Recent advances in acoustic metamaterials15,16,17,18,19,20 have broadened the horizon of acoustic waves and opened new era for building diverse unconventional and fascinating devices21,22,23,24,25,26,27,28,29,30,31,32,33,34. Particularly, the coiling-up-space metamaterials proposed by Li and colleagues have the potential to yield extreme constitutive parameters including high refractive index20 that should be substantially important for reducing the lens thickness. However such a structure cannot be simply piled up to construct a metamaterial lens due to the huge impedance mismatch. Moreover, GRIN lens formed by spatially varying the size of coiling structure will inevitably lead to considerable fabrication difficulty as well as large absorption effect of acoustic energy since the coiling units at the rim of the lenses have to be extremely small9. In addition, the previous attentions are only focused on 2D cases, heavily restricted from application in reality. So far, a 3D ultrathin planar acoustic lens, which is significant for the trends to miniaturization and integration and may take a step towards the practical application of acoustic GRIN lens, has never been achieved.

Here, we have designed and experimentally realized the first ultrathin planar acoustic lens capable of focusing low-frequency acoustic wave in 3D space, to circumvent the aforementioned limitations. As the basic building blocks of lens, a specified type of hybrid labyrinthine unit formed by coupling a modified coiling structure with air channels is proposed.
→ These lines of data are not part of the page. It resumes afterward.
PR #797, opened 2022-12-20
Separate VhloTypes into separate tablegen file

GleasonK:
This is similar to how MHLO manages their custom types in [hlo_ops_typedefs.td](https://github.com/tensorflow/mlir-hlo/blob/master/mhlo/IR/hlo_ops_typedefs.td). 

These typedefs will also grow in upcoming submissions as other types are forked.

This allows us to use `VhloBase.td` as a tablegen target in a bazel build since it does not have complicated dependencies (adding typedefs makes a new dependency to VHLO_Dialect from VhloOps.td).

### DIFF
--- a/stablehlo/dialect/VhloBase.td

To better understand the underlying physics, a theoretical approach based on the transfer matrix and Green's function theory has been developed which gives analytical description to such hybrid labyrinthine units with subwavelength scale. A monolayer of such metamaterial units with appropriate geometrical parameters is shown to act as an acoustic lens capable of yielding refractive index far greater than previously realizable while keeping the acoustic impedance well-matched. Both the theoretical and the experimental results demonstrate that the resulting lens can manipulate the 3D convergence of acoustic waves with wavelength nearly 6 times larger than its thickness and the efficiency of acoustic focusing is very high with remarkable enhancement of acoustic energy at the predicted focal point (~15 dB). Furthermore, the lens has a flat structure which is potentially more compatible and integratable in practical applications as compared with the previous designs with curved or structured surface. We envision the realization of acoustic focusing with a subwavelength structure to pave the way for application of acoustic lenses in practical scenarios such as acoustic imaging and casual engineering.

Results

Figures 1(a) and 1(b) show the design principle of the ultrathin and planar lens, comprising a number of hybrid labyrinthine units each with a curled channel and two straight channels inside. There exists substantial phase delay as the incident wave propagates along the curled channel inside these units in comparison with the elapsed phase in a straight channel of the same physical length, which effectively provides a high refractive index8,9,20. This allows a monolayer of such metamaterial units to provide sufficient phase accumulation for propagating waves at different radial distances to converge, shrinking the overall thickness of the lens down to subwavelength regime. To design the desired lens, we engineer the phase delay by changing the overall length of the channel l = a − 2wd, while keeping the unit thickness t and the channel width d invariant. As a consequence of such a simple and intuitive design, the resulting lens has a perfectly flat surface and the channels are sufficiently wide to avoid the viscosity effect (detailed discussion can be found in Supplementary Information). Furthermore, the absence of extremely small units makes the fabrication of the prototype lens practical. As an example, a GRIN lens with a hyperbolic secant profile shown in Fig. 1(c), which has been proven capable of reducing the aberration of focal spot, is designed and fabricated. And for the sake of simplicity while without losing generality, the designed lens has an axisymmetric structure. The proposed scheme however, has the potential to build ultrathin planar lens with arbitrary index profile by properly tailoring the phase distribution of each metamaterial unit.

Figure 1
figure 1

3D axisymmetric acoustic GRIN lens.

(a) The schematic diagram of the three-dimensional axisymmetric acoustic GRIN lens, which consists of an arrangement of nine steel hybrid labyrinthine units with specified separations s = 75 mm. (b) Cross-section diagram of a unit of the proposed lens. Four transverse beams (width w = 2 mm and height l) and two standing beams (width w and height t = 47 mm) are utilized to construct a labyrinthine unit (viz. Part II) (width a) with zigzag air channel (width d = 13 mm). Two extra air channels (viz. Part I and Part III) with width, (sa)/2, are left between the two adjacent labyrinthine units. (c) The desired profile of the relative refractive index nr for the designed GRIN lens with maximal and minimal values of 3.12 and 1.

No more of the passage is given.